Hay personas que son absolutamente inolvidables, pensó, mientras caminaba hacia la parada de los tranvías. Tengo que volver a verla. Tengo que descubrir qué ha sido de su vida. Si ahora está a punto de licenciarse en Medicina, debe de haber terminado la carrera de ingeniería; a menos que, como denunciaban algunos periódicos progresistas, la hubiesen suspendido como mínimo una vez en cada uno de los años de medicina que había cursado, algo que solía ocurrir a las estudiantes mujeres.

Nell prácticamente lo había olvidado enseguida después de marcharse, pero él seguía presente, escondido en algún rincón de su mente, encendiendo en su alma un pequeño y cálido fuego. ¡Bede Talgarth!
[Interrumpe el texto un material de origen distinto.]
PR #1196, opened 2022-07-20
feat(r2): human-friendly disassembler

chinggg:

### Coding convention?

- [] The reference of the new code is pointed out.

### Extra tests?

### Changelog?

### Target branch?

### One last thing

-----

This is part of the further work discussed in #1172 
`r2` has `pD` to disassemble N bytes and `pd` to disassemble N instructions directly. Though the latter may be used more often, counting bytes is more compatible with the callback type `ql.hook_code()` expects, like `QlArchUtils.disassembler`.

Now there is no change in qiling core, so the code looks a bit ugly. If we can integrate r2 into qiling, the feature can be implemented with only a few lines and no attention of users.

### DIFF
--- a/examples/extensions/r2/hello_r2.py
+++ b/examples/extensions/r2/hello_r2.py
@@ -16,7 +16,7 @@ def func(ql: Qiling, *args, **kwargs):
     return
 
 def my_sandbox(path, rootfs):
-    ql = Qiling(path, rootfs, verbose=QL_VERBOSE.DEBUG)
+    ql = Qiling(path, rootfs, verbose=QL_VERBOSE.DEFAULT)
     r2 = R2(ql)
 
     # search bytes sequence using ql.mem.search
@@ -33,7 +33,8 @@ def my_sandbox(path, rootfs):
     # get function address and hook it
     ql.hook_address(func, r2.functions['main'].offset)
     # enable trace powered by r2 symsmap
-    r2.enable_trace()
+    # r2.enable_trace()
+    r2.enable_disasm()
     ql.run()
 
 if __name__ == "__main__":
--- a/examples/extensions/r2/hello_r2.py
+++ b/examples/extensions/r2/hello_r2.py
@@ -34,8 +34,7 @@ def my_sandbox(path, rootfs):
     ql.hook_address(func, r2.functions['main'].offset)
     # enable trace powered by r2 symsmap
     # r2.enable_trace()
-    # selectively disasm by regex searching flag name
-    r2.enable_disasm('main')
+    r2.enable_disasm()  # monky-patched disasm powered by r2
     ql.run()
 
 if __name__ == "__main__":
--- a/examples/extensions/r2/hello_r2.py
+++ b/examples/extensions/r2/hello_r2.py
@@ -16,7 +16,8 @@ def func(ql: Qiling, *args, **kwargs):
     return
 
 def my_sandbox(path, rootfs):
-    ql = Qiling(path, rootfs, verbose=QL_VERBOSE.DEFAULT)
+    ql = Qiling(path, rootfs, verbose=QL_VERBOSE.DISASM)
+    # QL_VERBOSE.DISASM will be monkey-patched when r2 is available
     r2 = R2(ql)
 
     # search bytes sequence using ql.mem.search
@@ -34,7 +35,6 @@ def my_sandbox(path, rootfs):
     ql.hook_address(func, r2.functions['main'].offset)
     # enable trace powered by r2 symsmap
     # r2.enable_trace()
-    r2.enable_disasm()  # monky-patched disasm powered by r2
     ql.run()
 
 if __name__ == "__main__":
--- a/examples/extensions/r2/hello_r2.py
+++ b/examples/extensions/r2/hello_r2.py
@@ -34,7 +34,8 @@ def my_sandbox(path, rootfs):
     ql.hook_address(func, r2.functions['main'].offset)
     # enable trace powered by r2 symsmap
     # r2.enable_trace()
-    r2.enable_disasm()
+    # selectively disasm by regex searching flag name
+    r2.enable_disasm('main')
     ql.run()
 
 if __name__ == "__main__":
--- a/.github/workflows/build-ci.yml
+++ b/.github/workflows/build-ci.yml
@@ -80,7 +80,7 @@ jobs:
         cd ../qiling
         cd ../examples/rootfs/x86_linux/kernel && unzip -P infected m0hamed_rootkit.ko.zip
         cd ../../../../
-        pip3 install -e .[evm]
+        pip3 install -e .[evm,RE]
 
         if [ ${{ matrix.os }} == 'ubuntu-18.04' ] and [ ${{ matrix.python-version }} == '3.9' ]; then
           docker run -it --rm -v ${GITHUB_WORKSPACE}:/qiling qilingframework/qiling:dev bash -c "cd tests && ./test_onlinux.sh"
--- a/qiling/arch/utils.py
+++ b/qiling/arch/utils.py
@@ -73,7 +73,12 @@ class QlArchUtils:
             self._block_hook = None
 
         if verbosity >= QL_VERBOSE.DISASM:
-            self._disasm_hook = self.ql.hook_code(self.disassembler)
+            try:  # monkey patch disassembler
+                from qiling.extensions.r2 import R2
+                r2 = R2(self.ql)
+                self._disasm_hook = self.ql.hook_code(r2.disassembler)
+            except (ImportError, ModuleNotFoundError):
+                self._disasm_hook = self.ql.hook_code(self.disassembler)
 
             if verbosity >= QL_VERBOSE.DUMP:
                 self._block_hook = self.ql.hook_block(ql_hook_block_disasm)
--- a/qiling/extensions/r2/r2.py
+++ b/qiling/extensions/r2/r2.py
@@ -10,7 +10,7 @@ import re
 import libr
 from dataclasses import dataclass, field, fields
 from functools import cached_property, wraps
-from typing import TYPE_CHECKING, Dict, List, Literal, Pattern, Tuple, Union
+from typing import TYPE_CHECKING, Dict, List, Literal, Optional, Pattern, Tuple, Union
 from qiling.const import QL_ARCH
 from qiling.extensions import trace
 from unicorn import UC_PROT_NONE, UC_PROT_READ, UC_PROT_WRITE, UC_PROT_EXEC, UC_PROT_ALL
@@ -243,6 +243,18 @@ class R2:
         # minus 1 to find the corresponding flag
         flag = self.flags[idx - 1]
         return flag, addr - flag.offset
+
+    def where(self, name: str, offset: int=0) -> Optional[int]:
+        '''Given a name (+ offset), return its address or None'''
+        if '+' in name:  # func_name + offset
+            name, offset = name.split('+')
+            name = name.strip()
+            try:
+               offset = int(offset.strip(), 0)
+            except ValueError:
+                pass
+        func = self.functions.get(name)
+        return func.offset + offset if func else None
 
     def refrom(self, addr: int) -> List[Xref]:
         return [x for x in self.xrefs if x.fromaddr == addr]
--- a/qiling/extensions/r2/r2.py
+++ b/qiling/extensions/r2/r2.py
@@ -88,6 +88,7 @@ class Instruction(R2Data):
     opcode: str  # raw opcode
     disasm: str = ''  # flag resolved opcode
     bytes: bytes
+    type: str
 
     def __init__(self, **kwargs):
         super().__init__(**kwargs)
@@ -269,12 +270,22 @@ class R2:
         insts = [Instruction(**dic) for dic in self._cmdj(f"pDj {size} @ {addr}")]
         return insts
 
-    def disassembler(self, ql: 'Qiling', addr: int, size: int, filt: Pattern[str]) -> None:
+    def disassembler(self, ql: 'Qiling', addr: int, size: int, filt: Pattern[str]=None) -> int:
+        '''A human-friendly disassembler powered by r2, can be used for hook_code
+            :param ql: Qiling instance
+            :param addr: start address for disassembly
+            :param size: size in bytes
+            :param filt: regex pattern to filter instructions
+            :return: progress of dissembler, should be equal to size if success
+        '''
         anibbles = ql.arch.bits // 4
         for inst in self.dis_nbytes(addr, size):
+            if inst.type.lower() == 'invalid':
+                return inst.offset - addr # stop disasm and return address progress
             flag, offset = self.at(inst.offset)
-            if filt.search(flag.name):
+            if filt is None or filt.search(flag.name):
                 ql.log.info(f'{inst.offset:0{anibbles}x} [{flag.name:20s} + {offset:#08x}] {inst.bytes.hex(" "):20s} {inst.disasm}')
+        return size
 
     def enable_disasm(self, filt_str: str=''):
         filt = re.compile(filt_str)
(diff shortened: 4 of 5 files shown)


elicn:
I am not sure why do we need disassembling capabilities based on radare2. Given that radare2 itself relies on Capstone for disassembly, I don't see a clear advantage here (unless we strive to base as many things as we can on top of radare2..?)

wtdcode:
> > We strive to base as many things as we can on top of radare2, not limited to symbol resolving
> 
> Where did that come from..? Not sure that I agree with this.
> 
> Anyway, this is indeed a nice disassembly feature. The only concern I can think of here is how a user may tweak radare2 analysis in order to get more accurate info where radare2 guesses wrong.

Mostly from cross-reference analysis.

elicn:
> Mostly from cross-reference analysis.

I am not following.

chinggg:
In the latest commits, I integrate r2 extension into qiling core again, but as `cached_property`. To demonstrate the advantage of introducing r2, I modify the breakpoint part of qdb, now it can set breakpoints using `main+3` instead of integer addresses only. 

image

The tests fail since `libr` is sitll optional dependency.

chinggg:
It seems I ignore the fact that r2 can only provide disasm for binary itself, but not the libraries, so it should fallback to the existing disassembler approach when disasm is not valid.

wtdcode:
You can try to create multiple r2 instances for libraries.

chinggg:
@wtdcode I have tried to use r2 on `msvcrt.dll`, it's extremely slow. I must wait for 10s+ for r2 to analyze the library. Moreover, since the library does not provide debug info, it's also a bit useless to see things like `fcn.0x40abcd`. So I make r2 return the address for disasembler to continue disasm manually.

Anyway, multiple r2 instances for libraries can be supported later if it is useful.

wtdcode:
> @wtdcode I have tried to use r2 on `msvcrt.dll`, it's extremely slow. I must wait for 10s+ for r2 to analyze a single library. Moreover, since the library does not provide debug info, it's also a bit useless to see things like `fcn.0x40abcd`. So I make r2 return the address for disasembler to continue disasm manually.
> 

`fcn.0x40abcd` is also useful in many cases instead of a numeric address, say you are moving it as a function pointer:

```
mov rax, fcn.0x40abcd
```

instead of 

```
mov rax, 0x40abcd
```

also this would be helpful if we would like a CFG.

For the load time, we could 

- analyze less on Windows, say `aa` instead of `aaaa`
- I'm not sure how much time it takes to load `msvcrt.dll` into unicorn. If that already takes a long time, I don't think we bother a bit longer.
- If the time is indeed too long for users, we can disable this feature on Windows emulation by default but enable it on other systems.

elicn:
Note that you cannot analyze the binaries and libraries from disk, because they might have been patched by Qiling (`ql.patch`). You should communicate a patched version to radare2.

chinggg:
@wtdcode @elicn  Thanks for mentioning **multiple instances** and **patched binaries**. I think we can solve it later but not here, since we really have to take many things into consideration, such as code organization and consistency, handling of extremely slow corner cases (`aa` libc.so takes me 10s+ on my PC, crafted binaries may hang for hours) and showcase examples.

This PR focuses on **enhanced disassembly**, and I want to get it merged quickly. Since it contains not only feature enhancement, but also bug fixes.

Now `QlArchUtils.disassembler` is smoothly enhanced by r2, you can test it with `hello_r2` example, it should print same amount of disassembly. So I think time is ripe to **make r2 required dependency**, or the tests will always fail.

elicn:
Wait. Let's not jump the gun here. There are few considerations I would like us all to take into account:
1. Implementing an extension is one thing, and integrate that into core and make it a dependency is totally different. Qiling does not widely rely on radare2 to perform analysis (yet). Moving toward this direction would require a lot of thinking and design decisions. Until we do, there is no justification to make radare2 an integral dependency for Qiling.
2. Though the enhanced disassembly is a cool feature, I don't think it is ready. There are too many "corner cases" which fail the analysis. Patched binaries are one, but self-modifying code and running code from stack (like every other exploit out there does) would also fail. This is exactly where _static_ meets _dynamic_, and we have to come up with the right design to work around that.
3. Qiling has too many "half baked" features that somebody introduced to the project once, and then left them there. Most of my efforts are dedicated to fixing [half-]broken implementations rather than introducing new features, so I must say I am very much against introducing another half-working feature (no matter how cool it is). Taking the time to think and design a robust solution is crucial.

All that being said, my opinion is that the radare2-based analysis should appear as an *extension* until we figure out how to leverage it properly. People would still be able to develop features on top of that extension (e.g. the enhanced disassembly) without turning it into a core feature. Once we figure out how to harness radare2 analysis and work around the issues, we would make it a core feature.

wtdcode:
> Wait. Let's not jump the gun here. There are few considerations I would like us all to take into account:
> 
> 1. Implementing an extension is one thing, and integrate that into core and make it a dependency is totally different. Qiling does not widely rely on radare2 to perform analysis (yet). Moving toward this direction would require a lot of thinking and design decisions. Until we do, there is no justification to make radare2 an integral dependency for Qiling.

The final goal of the project is indeed to make r2 being used fluently in Qiling. Say, we no long rely on various magic addresses or offsets, instead we will have a good reference system (provided by r2).

> 2. Though the enhanced disassembly is a cool feature, I don't think it is ready. There are too many "corner cases" which fail the analysis. Patched binaries are one, but self-modifying code and running code from stack (like every other exploit out there does) would also fail. This is exactly where _static_ meets _dynamic_, and we have to come up with the right design to work around that.

I agree with this point. @chinggg Last time I talked about this, maybe we really have to be able to sync r2 memory with Qiling (Unicorn) memory somehow. Pancake also once talked about it with me, a clean way is to write a new `r_io_plugin` for unicorn using the `uc_mem_map_ptr`. But for now, I think manually sync the memory is an acceptable choice.

> 3. Qiling has too many "half baked" features that somebody introduced to the project once, and then left them there. Most of my efforts are dedicated to fixing [half-]broken implementations rather than introducing new features, so I must say I am very much against introducing another half-working feature (no matter how cool it is). Taking the time to think and design a robust solution is crucial.
> 
> All that being said, my opinion is that the radare2-based analysis should appear as an _extension_ until we figure out how to leverage it properly. People would still be able to develop features on top of that extension (e.g. the enhanced disassembly) without turning it into a core feature. Once we figure out how to harness radare2 analysis and work around the issues, we would make it a core feature.

I agreed with this statement, but not fully. We should be careful about new features indeed but there will be tradeoff. Being an extension means not every user could notice and use it and then provide enough feedback. While introducing r2 means a very big conceptional change (remember we now have CFG, we can use flags instead of magic addresses), this needs more feedback and being an extension make it _hard_ to understand and use.

chinggg:
I agree that we really need well-design decisions when integrating r2 into qiling. As @wtdcode mentioned, syncing r2 memory with Qiling (Unicorn) memory is important for building our flag-address system, maybe we need to manipulate r2 binary manually.

> Qiling has too many "half baked" features that somebody introduced to the project once, and then left them there. Most of my efforts are dedicated to fixing [half-]broken implementations rather than introducing new features

Thanks for your efforts to keep the project robust and healthy! Maybe `qdb` is just one of the "half baked" features. I even wonder why it is not an external extension :joy_cat: Now I have made some commits to enhance qdb by utilizing flag-address ability provided by r2. Can you imagine that `qdb` only supports `b 0x400120` but not `b main+3`? But with r2 integrated, the latter can be implemented with just a few lines of code! (I admit that's not always the case, we will pay for the lack of caution). It's not easy to do so if `r2` is not part of qiling.

elicn:
>  agreed with this statement, but not fully. We should be careful about new features indeed but there will be tradeoff. Being an extension means not every user could notice and use it and then provide enough feedback. While introducing r2 means a very big conceptional change (remember we now have CFG, we can use flags instead of magic addresses), this needs more feedback and being an extension make it hard to understand and use.

radare2 support is still an experimental feature, and as such it should stay out of core. Making it an extension would be a great solution: it's there for everyone to experiment with, but also can be avoided if someone doesn't feel experimental and prefer stability.

You two try to convience me that radare2 analysis is needed and has great potential, and I'm not sure why: I already said it myself. I don't think we shouldn't have it, all I'm saying is that it is curently immature and needs to go through more thinking and deveopment before we can integrate radare2 analysis into Qiling.

For now the radare2-based analysis is a nice PoC; not something we can integrate to core.

chinggg:
Now r2 is sill **optional dependency** and **partially** integrated into qiling core only if `r2libr` is installed. Users can use qiling as usual if they don't install `r2libr`.

wtdcode:
> > agreed with this statement, but not fully. We should be careful about new features indeed but there will be tradeoff. Being an extension means not every user could notice and use it and then provide enough feedback. While introducing r2 means a very big conceptional change (remember we now have CFG, we can use flags instead of magic addresses), this needs more feedback and being an extension make it hard to understand and use.
> 
> radare2 support is still an experimental feature, and as such it should stay out of core. Making it an extension would be a great solution: it's there for everyone to experiment with, but also can be avoided if someone doesn't feel experimental and prefer stability.
> 
> You two try to convience me that radare2 analysis is needed and has great potential, and I'm not sure why: I already said it myself. I don't think we shouldn't have it, all I'm saying is that it is curently immature and needs to go through more thinking and deveopment before we can integrate radare2 analysis into Qiling.
> 
> For now the radare2-based analysis is a nice PoC; not something we can integrate to core.

Okay, make sense and I think we are sync-ed here. The latest commit will detect the ImportError which I think is good to go.

elicn:
To keep a clean code, this feature needs to be **completely detached** from core - just like other experimental features, that are not plugged-in to core at all. To let it take over the disasemble method, the module can monkeypatch the utils module once it is imported, instead of `try` / `catch` each and every asembly instruction.

chinggg:
Already detach r2 extension from qiling core, r2.disassembler now monkey patch `QlArchUtils.disassembler`

elicn:
That looks better, thanks.
My suggestion to monkeypatch the disassemble method meant to replace the default disasembly hook that is set when the user sets the verbosity level to `QL_VERBOSE.DISASM`. That could have take place when the new r2 module imported, and provide a transparent way to go with the new feature. 

Anyway, the current method is fine too.

chinggg:
Since we have approved the current change, can we merge this PR and move quickly for further work like backtrace, xref, CFG and memory consistency?

elicn:
@wtdcode, do you approve it with the latest chances?

wtdcode:
> @wtdcode, do you approve it with the latest chances?

Sorry too busy these days, will check today later.

examples/extensions/r2/hello_r2.py
```diff
@@ -33,7 +33,8 @@ def my_sandbox(path, rootfs):
     # get function address and hook it
     ql.hook_address(func, r2.functions['main'].offset)
     # enable trace powered by r2 symsmap
-    r2.enable_trace()
+    # r2.enable_trace()
+    r2.enable_disasm()  # monky-patched disasm powered by r2
```
wtdcode, line 37: Why not follow eli's advice here?

> My suggestion to monkeypatch the disassemble method meant to replace the default disasembly hook that is set when the user sets the verbosity level to QL_VERBOSE.DISASM. That could have take place when the new r2 module imported, and provide a transparent way to go with the new feature.

chinggg: > That could have take place when the new r2 module imported, and provide a transparent way to go with the new feature. Anyway, the current method is fine too.

I cannot figure a smooth way to call r2 disassembler by setting the verbosity level to `QL_VERBOSE.DISASM` when r2 is not imported by qiling's core.

wtdcode: > > That could have take place when the new r2 module imported, and provide a transparent way to go with the new feature. Anyway, the current method is fine too.
> 
> I cannot figure a smooth way to call r2 disassembler by setting the verbosity level to `QL_VERBOSE.DISASM` when r2 is not imported by qiling's core.

I think @elicn means something like:

```python
if verbose == QL_VERBOSE.DISASM:
    # ....
    try:
        from qiling.extension.code import r2
    except ImportError:
        # Monkey patch
```

chinggg: Done. Now when `setup_output` is called (mostly during the initialization of qiling), a instance of R2 will be created, though r2 is not part of qiling's core (`ql.r2` is not possible now)

elicn: Ah, that is not exactly what I meant..
I meant to replace the `disassembler` method from _outside_, to keep Qiling "clean" from any radare2 references. You can replace the disassembler instance method with something like:
```python
ql.arch.utils.disassembler = another_method.__get__(ql.arch.utils)
```
That can be called within r2 module, and executed when it is loaded. You should not worry about whether the original `disasembler` method was already used for a hook. Just set the verbosity again to itself:
```python
ql.verbose = ql.verbose
```
so `setup_output` will be called and re-install the hook with the new disasembly method.

wtdcode: Then how could user enable r2 after r2 installed?

elicn: I don't understand the question.. can you be more specific?

wtdcode: If there is no import in core, how could monkey patch work? Or users have to import…? That doesn’t make too much sense as no one will really write an extra line…

elicn: Why not..? If someone wants to enable radare2-based disasembly, they should explicitly import the extension - just like any other extension. How is that different from the `trace` extension?

wtdcode: > Why not..? If someone wants to enable radare2-based disasembly, they should explicitly import the extension - just like any other extension. How is that different from the `trace` extension?

It's different. `trace` is more of a tool but `r2` will provide many APIs in parallel with some existing Qiling API. Users would always prefer an `out-of-box` solution and we really need some further feedback on r2 integration. I really don't think a few import lines in our files could make so much difference...

elicn: Are we talking about the disasembly functionality, or is this a wider discussion on radare2-based analysis..?
If the former, than this is just like any other tool - like you said. Anyway, this is only my opinion..

Just thinking out loud here: would it make more sense to create a dedicated branch for radare2-assisted Qiling, to let people give it a spin?

wtdcode: > Are we talking about the disassembly functionality, or is this a wider discussion on radare2-based analysis..?
If the former, than this is just like any other tool - like you said. Anyway, this is only my opinion..

> Just thinking out loud here: would it make more sense to create a dedicated branch for radare2-assisted Qiling, to let people give it a spin?

I refer to the wider discussion and I understand your concern. However, I think `pip install qiling[RE]` already provides a "dedicated branch" to a certain extent (thinking of how many users install EVM extensions till today...).

chinggg: @elicn Do you mean a dedicated branch in GitHub where I continuously add new features? Now I can only limited new work until the previous PR get merged since they are not totally independent.

elicn: I suggested to create a separated dev branch for radare2-assisted Qiling, where radare2 can be integrated without worrying about breaking anything or messing up the code. This is just a continuation of a previous discussion, in which we talked about whether to leave radare2 stuff out of core until Qiling gets re-architected to harness radare2 analysis.

All that being said, I approved this PR a few days ago and as far as I am concerned - it can be merged.

chinggg: Sure, I have made two more new commits including refactor and test to guarantee the API is stable, then this PR can be merged.

wtdcode (approved):

chinggg:
@wtdcode You approve the changes and close this PR, so you want me to work on a dedicated branch and submit a big PR?

elicn:
What happened..? I am wondering the same thing..

wtdcode:
@chinggg @elicn My bad, I intended to merge but close it wrongly. Sorry to busy these days.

Qué bueno parecía ser recuperar una amistad que a uno le importaba, admitió, más convencida de lo que ella suponía.

La operación parecía eterna, pero finalmente, poco después de las seis, logró librarse de sus ocupaciones e ir al hotel de la calle George donde se habían alojado su madre y Lee. Por una vez, se subió a un coche de punto, y azuzó durante todo el viaje al cochero reclamándole que condujera más deprisa. ¿Cuan estricta sería mamá con los bebés? ¿Todavía estarían levantados para conocer a su hermana, o ya se habrían dormido?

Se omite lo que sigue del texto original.